PROBLEM TO SOLVE: Whenever the string "RouteSpec" appears in a line below, please copy the line out.

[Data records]
◆ ◆ ◆ ◆

PR #169, opened 2021-02-12
Bug 1903519: When creating a wildcard ingress the route is never created due to a mismatch in the host format in both resources.…

miheer:
- When creating a wildcard ingress the route is never created due to a mismatch in the host format in both resources.…
- In k8s ingress the hostname is configured as '*.domain.tld' (see [1]) but that's not a valid hostname for a route, and the conversion code copies it literally, failing in the creation.
- Fixes https://bugzilla.redhat.com/show_bug.cgi?id=1903519

[1] https://kubernetes.io/docs/concepts/services-networking/ingress/#hostname-wildcards

PR #187, opened 2021-05-27
route.openshift.io/termination: passthrough  annotation in Ingress not creating a passthrough route

miheer:
route.openshift.io/termination: passthrough  annotation in Ingress not creating a passthrough route

https://bugzilla.redhat.com/show_bug.cgi?id=1878685

### DIFF
--- a/pkg/route/ingress/ingress.go
+++ b/pkg/route/ingress/ingress.go
@@ -423,6 +423,14 @@ func (c *Controller) sync(key queueKey) error {
 			continue
 		}
 		for _, path := range rule.HTTP.Paths {
+			pathValue := path.Path
+			if ingress.Annotations[terminationPolicyAnnotationKey] == string(routev1.TLSTerminationPassthrough) && len(path.Path) != 0 {
+				//Ignore the ingress and don't create a route
+				continue
+			}
+			if ingress.Annotations[terminationPolicyAnnotationKey] == string(routev1.TLSTerminationPassthrough) {
+				pathValue = ""
+			}
 			if path.Backend.Service == nil {
 				// Non-Service backends are not implemented.
 				continue
@@ -436,20 +444,20 @@ func (c *Controller) sync(key queueKey) error {
 			}
 
 			var existing *routev1.Route
-			old, existing = splitForPathAndHost(old, rule.Host, path.Path)
+			old, existing = splitForPathAndHost(old, rule.Host, pathValue)
 			if existing == nil {
-				if r := newRouteForIngress(ingress, &rule, &path, c.secretLister, c.serviceLister); r != nil {
+				if r := newRouteForIngress(ingress, &rule, &path, pathValue, c.secretLister, c.serviceLister); r != nil {
 					creates = append(creates, r)
 				}
 				continue
 			}
 
-			if routeMatchesIngress(existing, ingress, &rule, &path, c.secretLister, c.serviceLister) {
+			if routeMatchesIngress(existing, ingress, &rule, &path, pathValue, c.secretLister, c.serviceLister) {
 				matches = append(matches, existing)
 				continue
 			}
 
-			if r := newRouteForIngress(ingress, &rule, &path, c.secretLister, c.serviceLister); r != nil {
+			if r := newRouteForIngress(ingress, &rule, &path, pathValue, c.secretLister, c.serviceLister); r != nil {
 				// merge the relevant spec pieces
 				preserveRouteAttributesFromExisting(r, existing)
 				updates = append(updates, r)
@@ -574,6 +582,7 @@ func newRouteForIngress(
 	ingress *networkingv1.Ingress,
 	rule *networkingv1.IngressRule,
 	path *networkingv1.HTTPIngressPath,
+	pathValue string,
 	secretLister corelisters.SecretLister,
 	serviceLister corelisters.ServiceLister,
 ) *routev1.Route {
@@ -606,7 +615,7 @@ func newRouteForIngress(
 		},
 		Spec: routev1.RouteSpec{
 			Host: rule.Host,
-			Path: path.Path,
+			Path: pathValue,
 			To: routev1.RouteTargetReference{
 				Name: path.Backend.Service.Name,
 			},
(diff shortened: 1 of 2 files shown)


pkg/route/ingress/ingress.go
```diff
@@ -423,6 +423,9 @@ func (c *Controller) sync(key queueKey) error {
 			continue
 		}
 		for _, path := range rule.HTTP.Paths {
+			if ingress.Annotations["route.openshift.io/termination"] == "passthrough" {
+				path.Path = ""
```
Miciah, line 427: Don't mutate the ingress; define and use new variable `path`, similar to what you did here:  https://github.com/openshift/openshift-controller-manager/pull/169/files#diff-5100b0e98310cb270f5b9b2bc09313e46cdb9c509eef0ea3a76dda2a07ce987bR426-R431

pkg/route/ingress/ingress.go
```diff
@@ -576,6 +579,7 @@ func newRouteForIngress(
 	path *networkingv1.HTTPIngressPath,
 	secretLister corelisters.SecretLister,
 	serviceLister corelisters.ServiceLister,
+	//defaultbackend *networkingv1.IngressBackend
```
Miciah, line 582: This can be deleted.

Miciah (commented):
Is there a unit test to verify that the ingress-to-route controller ignores ingresses that specify passthrough and nonempty paths (where "nonempty" means "not `/`")?

pkg/route/ingress/ingress.go
```diff
@@ -423,6 +423,10 @@ func (c *Controller) sync(key queueKey) error {
 			continue
 		}
 		for _, path := range rule.HTTP.Paths {
+			pathValue := path.Path
+			if ingress.Annotations["route.openshift.io/termination"] == "passthrough" && path.Path == "/" {
```
Miciah, line 427: Use `terminationPolicyAnnotationKey` and `routev1.TLSTerminationPassthrough`:
```suggestion
			if ingress.Annotations[terminationPolicyAnnotationKey] == string(routev1.TLSTerminationPassthrough) && path.Path == "/" {
```
I suggested before that we should ignore ingresses that specify a nonempty path (for values of "nonempty" that include `/`) and passthrough termination.  How does the logic you have here handle such ingresses?

pkg/route/ingress/ingress_test.go
```diff
@@ -1094,6 +1094,84 @@ func TestController_sync(t *testing.T) {
...
+			fields: fields{
+				i: &ingressLister{Items: []*networkingv1.Ingress{
+					{
+						ObjectMeta: metav1.ObjectMeta{
+							Name:        "1",
+							Namespace:   "test",
+							Annotations: map[string]string{"route.openshift.io/termination": "passthrough"},
+						},
+						Spec: networkingv1.IngressSpec{
+							IngressClassName: &openshiftCustomIngressClassName,
```
Miciah, line 1108: Is there a reason you don't use `openshiftDefaultIngressClassName` here and omit `ic` below?

pkg/route/ingress/ingress_test.go
```diff
@@ -1751,7 +1829,7 @@ func TestController_sync(t *testing.T) {
 						},
 						Spec: routev1.RouteSpec{
 							Host: "test.com",
-							Path: "/",
+							Path: "",
```
Miciah, line 1832: This doesn't look right.  Won't the edge route have `spec.path: /`?

pkg/route/ingress/ingress_test.go
```diff
@@ -3064,9 +3142,9 @@ func TestController_sync(t *testing.T) {
...
```
Miciah, line 3145: Same comment—this change looks wrong.

pkg/route/ingress/ingress.go
```diff
@@ -423,6 +423,14 @@ func (c *Controller) sync(key queueKey) error {
...
 		}
 		for _, path := range rule.HTTP.Paths {
+			pathValue := path.Path
+			if ingress.Annotations[terminationPolicyAnnotationKey] == string(routev1.TLSTerminationPassthrough) && len(path.Path) != 0 {
+				//Ignore the ingress and don't create a route
+				continue
+			}
+			if ingress.Annotations[terminationPolicyAnnotationKey] == string(routev1.TLSTerminationPassthrough) {
+				pathValue = ""
+			}
```
Miciah, line 433: This can be simplified as follows:
```suggestion
			pathValue := path.Path
			if ingress.Annotations[terminationPolicyAnnotationKey] == string(routev1.TLSTerminationPassthrough) {
				if len(path.Path) != 0 {
					//Ignore the ingress and don't create a route
					continue
				}
				pathValue = ""
			}
```
However, I think the following is more correct:
```suggestion
			pathValue := path.Path
			if ingress.Annotations[terminationPolicyAnnotationKey] == string(routev1.TLSTerminationPassthrough) {
				if path.Path != "/" {
					// Passthrough is incompatible with paths.
					continue
				}
				pathValue = ""
			}
```
That is, if the ingress has termination type `passthrough`, then skip it if the path isn't "/" and set the path to the empty string if it is "/".

pkg/route/ingress/ingress_test.go
```diff
@@ -3086,7 +3144,84 @@ func TestController_sync(t *testing.T) {
...
+							Port: &routev1.RoutePort{
+								TargetPort: intstr.FromString("http"),
+							},
+							WildcardPolicy: routev1.WildcardPolicyNone,
+						},
+					},
+				}},
+			},
+			args: queueKey{namespace: "test", name: "1"},
+			wantRouteDeletes: []clientgotesting.DeleteActionImpl{
```
Miciah, line 3222: Why should the route be deleted in this test case?  Shouldn't the edge-terminated route be updated to be a passthrough route?

Miciah (commented):
When you change a test case, please explain why.  

I think I understand why you have been changing the test cases:  If an ingress used edge termination and is updated to use passthrough, then the ingress has an old route with path "/", and the controller looks for a route with path "" (i.e., the empty string), so the new route doesn't match the old route, and so the controller deletes the old route and creates a new route instead of updating the existing route.  Is that the reason you have been changing the test cases?  

Perhaps we need to define a `pathsMatch` function as follows:
```go
// pathsMatch compares two paths and returns a Boolean value indicating whether
// the paths match.  For the purposes of the comparison, "/" and the empty
// string are treated as equal.
func pathsMatch(a, b string) bool {
	if a == "/" {
		a = ""
	}
	if b == "/" {
		b = ""
	}
	return a == b
}
```
Then use `pathsMatch(route.Spec.Path, path)` for the paths comparison in `splitForPathAndHost`, and use `pathsMatch(route.Spec.Path, pathValue)` for the paths comparison in `routeMatchesIngress`.  Does that make sense?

◆ ◆ ◆ ◆

EXPECTED ANSWER:
 		Spec: routev1.RouteSpec{
 						Spec: routev1.RouteSpec{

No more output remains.